Cryotec will neue Arbeitsplätze schaffen

Cryotec will neue Arbeitsplätze schaffen

Geschäftsführer David Kirsten wirbt für Umzugspläne / Stadtrat stimmt zu

Wurzen (kol). Das Unternehmen Cryotec will seine Belegschaft perspektivisch von derzeit 30 auf bis zu 45 Arbeitsplätze ausweiten. Dies sagte dessen Geschäftsführer David Kirsten während einer Sitzung des Wurzener Stadtrates, bei dem ihm ausnahmsweise das Wort erteilt wurde. Denn Kirsten war nur als Besucher erschienen, um der Abstimmung über die Grundstücksfragen beizuwohnen, von denen ein Umzug Cryotecs innerhalb Wurzens abhängt. Kirsten versuchte die Zweifel zu zerstreuen, dass das Unternehmen das Grundstück an der Dresdener Straße vielleicht doch nicht nutzen werde.

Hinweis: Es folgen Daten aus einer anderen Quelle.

Issue #6304, opened 2026-06-02
Move scenario-specific behavior from test-integration-runner.yaml into registry data (ADR 0093 follow-up)


Ian-wang-liyang:
> **Status: closed — won't fix (2026-06-09).** Cost-benefit no longer holds. See "Decision" below.

## Decision

The motivating evidence — 10 of 100 sampled commits hitting `.github/workflows/test-integration-runner.yaml` — was drawn from an earlier window. Re-examining the trend on `main` over the last 6 months (`git log --since="6 months ago" -- .github/workflows/test-integration-runner.yaml`, ~40 commits) shows the pattern has decelerated sharply:

| Window | Scenario-coupled workflow commits |
|---|---|
| Original 100-commit sample (epic evidence) | 10 |
| Past 6 months on `main` (~40 commits) | 2 (`#6110` Auth0 scenario; `#6163` shadow E2E job) |

The remaining ~38 commits in that window are generic-infra changes unaffected by this refactor: deps bumps, OCI registry retry, Helm 3/4 compatibility, vault action updates, extra-values sanitization, certificate fixes, the Taskfile→`deploy-camunda matrix run` migration, concurrency-group cleanup, etc.

A minimal implementation we sketched on branch `6304-move-scenario-behavior-to-registry` came out to roughly:

- **~190 LOC added** — new `e2e:` block on `CIScenario`/registry schema, validator allowlist, fan-out wiring, 16 scenario YAML data fills across 4 chart versions, snapshot regens, per-workflow input declarations, unit tests.
- **~7 LOC removed** from the workflow + Playwright action conditionals (the actual surface this issue targeted).
- **Avoids ~1 scenario-coupled workflow PR every few months.**

Adding `inputs.scenario == 'newthing'` to the workflow is a 3-line edit reviewable in 30 seconds. That's a lower steady-state maintenance cost than carrying a `CIScenario.E2E` schema field, per-version YAML fills, a flavor allowlist, and registry-snapshot drift exposure.

The structural decoupling argument from ADR 0093 still holds in theory, but the data didn't pan out in practice. ADR 0093 success criterion "Workflow YAML stops changing for scenario-specific behavior" is downgraded from "delivered by #6304" to "not currently load-bearing — revisit if churn returns".

**Reopen tripwire:** if `git log --since="6 months" -- .github/workflows/test-integration-runner.yaml` shows ≥3 scenario-coupled commits in a future window, reopen.

---

### Description

[...]

Issue #6303, opened 2026-06-02
Split scripts/deploy-camunda/matrix/runner.go into concern-scoped packages (ADR 0093 follow-up)


Ian-wang-liyang:
## Description

`scripts/deploy-camunda/matrix/runner.go` is a high-churn file (9 of 100 sampled commits per #6264) that mixes deploy execution, hook orchestration, namespace lifecycle, and result reporting in one file. Split into concern-scoped packages so unrelated runner changes stop colliding. Per [ADR 0093 "Follow-ups"](https://github.com/camunda/camunda-platform-helm/blob/main/docs/adr/0093-adopt-composable-ci-scenario-registry-for-per-version-test-matrix.md).

Parent epic: #6264. Not blocking but should follow the registry landing so the conflict-reduction signal is measurable.

## Motivation / Use Case

`runner.go` is the second structural conflict surface called out in #6264 after the per-version `ci-test-config.yaml` files. The registry work addresses the YAML side; this addresses the Go side. Same goal: independent changes touch independent files.

## Acceptance Criteria

- [ ] `runner.go` decomposed into concern-scoped packages under `scripts/deploy-camunda/matrix/` (e.g. `runner/`, `lifecycle/`, `result/`). Exact split decided during design.
- [ ] `deploy-camunda matrix run` behavior preserved end-to-end; no change to CLI flags, output, or exit codes.
- [ ] Existing matrix tests pass without modification beyond import paths.
- [ ] `make go.test` green.

## References

- ADR 0093 "Follow-ups"
- Epic: #6264
- High-churn evidence: #6264 (table row `scripts/deploy-camunda/matrix/runner.go`: 9 commits)

Issue #6302, opened 2026-06-02
Remove LoadCITestConfig and frozen legacy ci-test-config.yaml files (ADR 0093 cleanup)


Ian-wang-liyang:
## Description

After all four supported chart versions have migrated to the composable scenario registry and held green on `main` for one full nightly cycle, retire the legacy `integration:` block + dual-path loader code. The `unit:` block stays as the live source for `.github/actions/test-type-vars/action.yaml` (out of scope for ADR 0093). Per [ADR 0093 §5](https://github.com/camunda/camunda-platform-helm/blob/main/docs/adr/0093-adopt-composable-ci-scenario-registry-for-per-version-test-matrix.md) follow-ups.

Parent epic: #6264. Blocked by the 8.7 migration issue.

## Motivation / Use Case

Restores the single-source-of-truth invariant for the integration matrix (ADR §"Decision Drivers"). The frozen `integration:` blocks exist only to back the equivalence test during staged migration; once all versions are on the registry and a full nightly cycle confirms parity, they are dead weight.

The `unit:` block is unrelated to ADR 0093's scope (integration matrix) and remains live until a follow-up issue moves it elsewhere. A repo audit identified three additional code paths that read the legacy file and need rewiring in this same PR — naive deletion would break PR CI.

### Legacy integration block + loader removal

- [ ] Delete the `integration:` block (and its FROZEN SNAPSHOT header lines) from each `charts/camunda-platform-{8.7,8.8,8.9,8.10}/test/ci-test-config.yaml`. Retain the `unit:` block and its LIVE header.
- [ ] Delete `LoadCITestConfig` (`scripts/deploy-camunda/matrix/config.go`) and the registry-vs-legacy dispatch in `scripts/deploy-camunda/matrix/matrix.go:137-148`; loader unconditionally calls `LoadRegistry`.
- [ ] Delete `TestRegistryEquivalence` (`registry_equivalence_test.go`), `TestLoadCITestConfig` (`matrix_test.go`), and the one-shot translator `registry_migrate_test.go`.

### Test-layer cleanup (orphan invariants now live in validator)

[...]

Issue #6301, opened 2026-06-02
Migrate 8.7 ci-test-config to composable scenario registry (ADR 0093)


Ian-wang-liyang:
## Description

Apply the composable registry pattern to `charts/camunda-platform-8.7/test/ci-test-config.yaml` (292 lines, 16 scenarios). Per [ADR 0093 §5](https://github.com/camunda/camunda-platform-helm/blob/main/docs/adr/0093-adopt-composable-ci-scenario-registry-for-per-version-test-matrix.md), mechanical re-run of the translator landed in #6318 / #6352.

Parent epic: #6264. Independent of #6299 / #6300 — only #6302 (legacy-loader removal) requires all four versions to be migrated and held green.

## Motivation / Use Case

8.7 had 11 of 100 sampled commits per #6264. Smallest scenario set; completes the per-version migration and unblocks #6302 cleanup (delete `LoadCITestConfig` + frozen legacy `integration:` blocks).

## Acceptance Criteria

- [x] `charts/camunda-platform-8.7/test/ci/registry/` populated with `manifest.yaml` + per-scenario + dedup'd `hooks/` + `dependencies/` files.
- [x] `TestRegistryEquivalence` extended to cover 8.7; `cmp.Diff` empty.
- [x] Legacy `charts/camunda-platform-8.7/test/ci-test-config.yaml` frozen with header comment.
- [x] `deploy-camunda matrix list --versions 8.7` output byte-identical before/after.
- [ ] PR merged + one full nightly cycle green on `main` (gates #6302 cleanup).

## References

- ADR 0093 §5 (staged migration order)
- Epic: #6264
- PR: #6354

PR #6318, opened 2026-06-03
chore(8.10): migrate ci-test-config integration block to composable scenario registry

### LINKED ISSUE #6298: Migrate 8.10 ci-test-config to composable scenario registry (ADR 0093, first landing)
## Description

Implement the first-landing PR for [ADR 0093](https://github.com/camunda/camunda-platform-helm/blob/main/docs/adr/0093-adopt-composable-ci-scenario-registry-for-per-version-test-matrix.md): migrate `charts/camunda-platform-8.10/test/ci-test-config.yaml` (1,235 lines, 42 scenarios) into a composable registry at `charts/camunda-platform-8.10/test/ci/registry/`. Land the loader, validator, equivalence test, and 8.10 registry data in one PR per ADR §5.

Parent epic: #6264

## Motivation / Use Case

8.10 has the highest churn (16 of 100 sampled commits per #6264). Per-scenario files plus dedup'd hooks and dependencies eliminate the structural conflict pattern on this version's `ci-test-config.yaml` and prove the registry design before propagating to 8.9/8.8/8.7.

## Acceptance Criteria

- [ ] `scripts/deploy-camunda/matrix/registry.go` adds `LoadRegistry(chartDir string) (*CITestConfig, error)` returning the existing `CITestConfig` shape; plural `flows: [...]` fans out to N `CIScenario` entries.
- [ ] `scripts/deploy-camunda/matrix/registry_validator.go` adds `RegistryValidator` with the checks from ADR §3 (ID resolution, shortname/ID uniqueness, platform×flow dedup, basename resolution under `test/integration/scenarios/`, permitted-flows compliance).
- [ ] `charts/camunda-platform-8.10/test/ci/registry/` populated with `manifest.yaml` + `scenarios/<id>.yaml` × 42 + `hooks/<id>.yaml` + `dependencies/<id>.yaml`. Inline companion-chart blocks not permitted; scenarios reference deps by ID.
- [ ] `scripts/deploy-camunda/matrix/matrix.go:137` loader switch: registry when `<chartDir>/test/ci/registry/manifest.yaml` exists, else `LoadCITestConfig`. No runtime flag.
- [ ] `TestRegistryEquivalence` (Go test in `scripts/deploy-camunda/matrix/`) loads both the legacy `ci-test-config.yaml` and the registry for 8.10, normalizes slice order, asserts `cmp.Diff` empty. Hard-fail.
- [ ] Legacy `charts/camunda-platform-8.10/test/ci-test-config.yaml` prepended with frozen-snapshot header comment per ADR §5.
- [ ] `deploy-camunda matrix list --versions 8.10` output byte-identical before/after.
- [ ] 8.9/8.8/8.7 unaffected (fallback path).
- [ ] One full nightly integration cycle green on `main` before opening the 8.9 follow-up.

### Scope additions during review (folded into #6318)

- [ ] **Orphan walks added to `RegistryValidator`** (response to bkenez review #4437262609 — load-time orphan detection so #6302's `TestLifecycleFixtures` deletion does not regress coverage). Iterates `pre-setup-scripts/` for `*.sh` and `common/resources/` for `*.yaml`/`*.yml`; diffs against referenced-set built from PR + Nightly + DependencyProfiles + Flows hook iteration; allowlist exemption via `preSetupScriptAllowlist` / `commonResourcesAllowlist` (promoted to `lifecycle_allowlist.go`).
- [ ] **Registry snapshot relocated** from `scripts/deploy-camunda/matrix/testdata/golden/registry/8.10.yaml` to `charts/camunda-platform-8.10/test/ci/registry-snapshot.yaml`. Serves as a dev preview artifact (compiled `CITestConfig` view co-located with `registry/` source).
- [ ] **`make` wiring**: new `go.update-registry-golden` target; `go.update-golden-only-lite` chains it; `go.test` runs `./matrix/` after the chart walk. `AGENTS.md` Golden Files section documents both golden systems.

## References

- ADR 0093: `docs/adr/0093-adopt-composable-ci-scenario-registry-for-per-version-test-matrix.md`
- Epic: #6264
- Existing structs to reuse without modification: `CITestConfig`, `CIScenario`, `LifecycleHook`, `ChartDependency`, `FlowHooks` in `scripts/deploy-camunda/matrix/config.go:45-225`
- Validation pattern to mirror: `LifecycleHook.Validate` (`config.go:95-117`), `validateLifecycleFixturesForVersion` (`lifecycle_hook_test.go`)
- bkenez review on PR #6318 driving the orphan-in-validator addition: https://github.com/camunda/camunda-platform-helm/pull/6318#pullrequestreview-4437262609

### Scope additions during crev review (folded into #6318, 2026-06-08)

Three findings on PR #6318 review https://github.com/camunda/camunda-platform-helm/pull/6318#pullrequestreview-4451599592 + earlier inline comments r3374931267 + r3374931274:

- [x] **P1: defensive copy `Dependencies` at fan-out sites** (commit `88481a005`). `registry.go:217` (`LoadRegistry` flow fan-out) and `matrix.go:227` (`Generate` platform/flow fan-out) reused the same `Dependencies` slice header across sibling entries. Defensive `append([]ChartDependency(nil), …)` per entry; mirrors existing `EnvVars` deep-copy at `config.go:316`. Purely defensive — no current caller mutates, but spare-cap append would silently corrupt siblings.
- [x] **P1: dispatch `TestLifecycleFixtures` on `HasRegistry`** (commit `6e879568c`). `validateLifecycleFixturesForVersion` unconditionally called `LoadCITestConfig`. For registry-driven 8.10, this read the frozen snapshot rather than the live registry — any hook+script added to the registry post-merge would false-positive the orphan walk and hard-error once #6302 removes the frozen file. Mirror `matrix.Generate`'s `HasRegistry → LoadRegistry` dispatch.
- [x] **P2: Makefile inline comment + `-timeout 2m`** (commit `88481a005`). Document intentional cross-version scope of the matrix-package test line; explicit `-timeout 2m` for CI predictability.

Ian-wang-liyang:

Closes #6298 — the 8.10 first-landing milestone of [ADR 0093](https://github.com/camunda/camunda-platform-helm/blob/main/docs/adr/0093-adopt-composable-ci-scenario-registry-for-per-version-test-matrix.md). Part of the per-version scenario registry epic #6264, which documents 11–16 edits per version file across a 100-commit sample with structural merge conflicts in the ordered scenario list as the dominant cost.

"Unsere Pläne sind ein klares Bekenntnis für die Stadt", so Kirsten. Am jetzigen Standort in der Industriestraße seien die Gegebenheiten nicht optimal für sie: "Wir sind dort in einem Mietvertrag." Die vermietende Firma habe sich aber selbst stark erweitert, so dass Cryotec Bedenken habe, ob es seine Produktion auch zukünftig sauber durchführen könne. Einen konkreten Zeitplan für den Umzug und die Erweiterung der Produktion wollte Kirsten aber nicht nennen. Generell sei ein Scheitern der Umzugspläne noch möglich.

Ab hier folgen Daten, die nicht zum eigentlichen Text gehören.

PR #6324, opened 2026-06-04
chore(deploy-camunda): strip digest overlay pins shadowed by --extra-values image overrides

eamonnmoloney:

Nightly Helm integration installs can fail with `ImagePullBackOff` on the
orchestration (Zeebe) pods even though the image was built and pushed
successfully. Observed on the monorepo-driven nightly:
https://github.com/camunda/camunda/actions/runs/26928331705/job/79443999919
(`8.10 / alwaysgreen (agrn)`, flow=install).

Root cause is a digest-vs-tag collision in the values merge, not Harbor and not
the chart templates:

- `charts/camunda-platform-<ver>/values-digest.yaml` pins `image.digest` for
  every component.
- The chart helper `camundaPlatform.imageByParams` (`templates/common/_helpers.tpl`)
  prefers `digest` over `tag` — when a digest is set, the tag is never used.
- `deploy-camunda` applies the digest overlay **before** `--extra-values`, but
  Helm's map merge only overrides keys the later file actually sets. The
  monorepo injects the freshly-built orchestration image via `--extra-values`
  as `registry`/`repository`/`tag` (no digest), so the overlay's stale digest
  survives the merge.
- The helper then renders `<extra registry>/<extra repository>@<overlay digest>`,
  i.e. the Harbor repo `registry.camunda.cloud/team-camunda/camunda` glued onto a
  DockerHub snapshot digest (`sha256:d744…`). That reference does not exist in
  Harbor → `NotFound` → `ImagePullBackOff` → `helm --wait` timeout → failed install.

The pushed image is fine — it exists in Harbor under `sha256:adf925…` (the build
job's `containerimage.digest`); nothing ever published `d744…` there.

### What's in this PR?

`deploy-camunda` now sanitizes the chart-root digest overlay before use. For any
component whose image coordinates are overridden via `--extra-values` **without**
an explicit digest, that component's `digest` is stripped from a temp copy of the
overlay, so the override actually takes effect (helper falls through to the tag
path). This makes the documented "`--extra-values` wins" precedence
(`deploy/chain.go`) true for images.

Design notes:

- **Surgical** — only components actually overridden lose their pin; everything
  else keeps its digest pin. In a monorepo nightly only `orchestration` is
  stripped; `console`/`connectors`/`optimize`/`identity` stay pinned.
- **Honors explicit digests** — an `image.digest` supplied in `--extra-values` is
  preserved and wins via the normal merge (we only strip when the override has no
  digest).
- **No precedence churn** — the overlay keeps its chain position; only its
  content is edited, mirroring the existing `sanitizeEnvFileForOCIImmutability`
  pattern.
- **Generic nesting** — a recursive walk handles nested image blocks
  (`webModeler.restapi`, `webModeler.websockets`) without hardcoding component
  names.
- OCI-immutability mode (`--chart-ref`) is unaffected: it already resolves no
  chart-root overlays, so there is nothing to sanitize.

New unit tests cover: tag-only override, repository-only override, explicit
digest preserved, nested webModeler override, no-image-override no-op, overlay
without a digest, and aggregation across multiple `--extra-values` files.

A complementary one-line unblock on the monorepo side (set `orchestration.image.digest: ""`
in the injected extra-values) can land immediately; this PR is the durable guard
so the class of failure cannot recur for any chart version.

### Checklist

**Before opening the PR:**

**After opening the PR:**

### DIFF
--- a/scripts/deploy-camunda/deploy/digest_overlay.go
+++ b/scripts/deploy-camunda/deploy/digest_overlay.go
@@ -1,0 +1,146 @@
+package deploy
+
+import (
+	"fmt"
+	"os"
+	"path/filepath"
+	"sort"
+
+	"scripts/camunda-core/pkg/logging"
+
+	"gopkg.in/yaml.v3"
+)
+
+// neutralizeOverriddenDigests rewrites the chart-root digest overlay so that it
+// does not pin image.digest for any component whose image coordinates
+// (registry/repository/tag) are explicitly supplied via --extra-values without an
+// accompanying digest.
+//
+// Why this is needed: the chart image helper (camundaPlatform.imageByParams)
+// prefers digest over tag — whenever image.digest is non-empty the tag is never
+// consulted. The values chain applies the digest overlay before --extra-values,
+// but Helm's map merge only overrides keys the later file actually sets. So an
+// --extra-values file that sets registry/repository/tag (but no digest) leaves the
+// overlay's digest in place, and the helper silently renders
+// "<extra registry>/<extra repository>@<overlay digest>". In the monorepo nightly
+// this glues the Harbor repo onto a DockerHub snapshot digest, producing a
+// reference that does not exist and an ImagePullBackOff.
+//
+// Stripping the conflicting digest lets the helper fall through to the tag path so
+// the --extra-values override actually takes effect. Components not overridden by
+// --extra-values keep their digest pins. If an --extra-values file supplies its own
+// digest, that digest is preserved (it wins via the normal merge), so we do not
+// strip it.
+//
+// It returns the original overlay path unchanged when nothing needs stripping
+// (no extra-values image overrides, or none of them collide with a pinned digest).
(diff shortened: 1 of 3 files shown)


bkenez (approved):

eamonnmoloney:
FYI: this PR went green on its `pull_request` run ([26933163217](https://github.com/camunda/camunda-platform-helm/actions/runs/26933163217)) but the `merge_group` run ([27024351392](https://github.com/camunda/camunda-platform-helm/actions/runs/27024351392/job/79762932789)) failed CI Gate on the **same commit**. Both blocking failures were infra/environment flakiness, not this change (Go-only `deploy-camunda` edit):

- `8.8 eske install`: `curl (28)` timeout reaching `get.helm.sh` during helm-binary download.
- `8.9 keorg Playwright`: `net::ERR_CERT_AUTHORITY_INVALID` on the ephemeral ingress `/auth`, persisting through all retries (cert not yet issued/trusted).

Tracked for investigation/fix in #6348.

Der Stadtrat stimmte den Vorlagen der Verwaltung trotzdem zu. Die Verwaltung kann so ihr Grundstück an der Dresdener Straße an Cryotec verkaufen. Zudem wird die Firma die benachbarte Fläche vom Freistaat erstehen. Auf dem ehemaligen Gelände der Ersten Baugesellschaft Leipzig AG (EBL) wollte dieser eigentlich einen neuen Fuhrpark für seine Straßenmeisterei errichten. Die Stadt Wurzen stellt der Straßenbauverwaltung dafür aber mehrere Flurstücke im Gewerbegebiet Nord zur Verfügung. Auch die Weitergabe der vom Land zugesagten Fördermittel in Höhe von 150000 Euro für die Instandsetzung der EBL-Flächen wurde vom Stadtrat abgesegnet. Oberbürgermeister Jörg Röglin (parteilos) hatte während der Sitzung stark darum geworben, Cryotec keine Steine in den Weg zu legen. "Wir haben dem Unternehmen auch andere Grundstücke angeboten, aber nur die Dresdener Straße war geeignet", sagte er. An anderen Standorten könnten Lkw, die die sehr großen Anlagen der Wurzener Firma transportierten, nicht ausreichend rangieren oder die Bundesstraße ohne Probleme erreichen.
Die Haushaltsmittel, die die Stadt Wurzen investiert - sie beteiligt sich an der Aufbereitung der Fläche für die Zwecke des Unternehmens mit 50000 Euro -, seien gut eingesetzt, so Röglin: "Cryotec ist keine Kuchenbude. Es ist ein Unternehmen, das weltweit agiert."